WORK REQUEST >> Across the following data, state how many lines include the word "added". Provide the number alone.

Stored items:
= = = = = = =
Issue #602, opened 2024-07-11
Add schemaVersion field as required to Decision Point schema and Decision Point Group schema for the next version. 


sei-vsarvepalli:
Mostly this is just related to PR #599 as a follow-up the Decision Point and Decision Point Group schema both needs to have the schemaVersion field added as well as code in test_schema.py updated to ensure the schemaVersion is being used in all the various output Schema JSON files.

Vijay

PR #598, opened 2024-07-09
Update dependencies

ahouseholder:
This PR is to publish the Current main branch

PR #603, opened 2024-07-11
Update dependencies (#598)

sei-vsarvepalli:
Push new schemas to production URL's - in preparation for #602 work.


sei-vsarvepalli:
Actually a small error in the old PR, we need to added schemaVersion as a possible field first. closing this one for now.

PR #604, opened 2024-07-11
Feature/issue 602

sei-vsarvepalli:
This is the first stage of two stage PR's to resolve adding schemaVersion field into the Decision Point and Decision Point Group schemas. Whole the schemaVersion was in the "definitions" it was not part of the optional field. This needs to be fixed first and pushed to "main" and the "public" branches so the $id based URL's are accessible for the test cases to run properly.

Vijay


sei-vsarvepalli:
Strange this PR is broken.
= = = = = = =
SOLUTION TO THE EXERCISE >> 2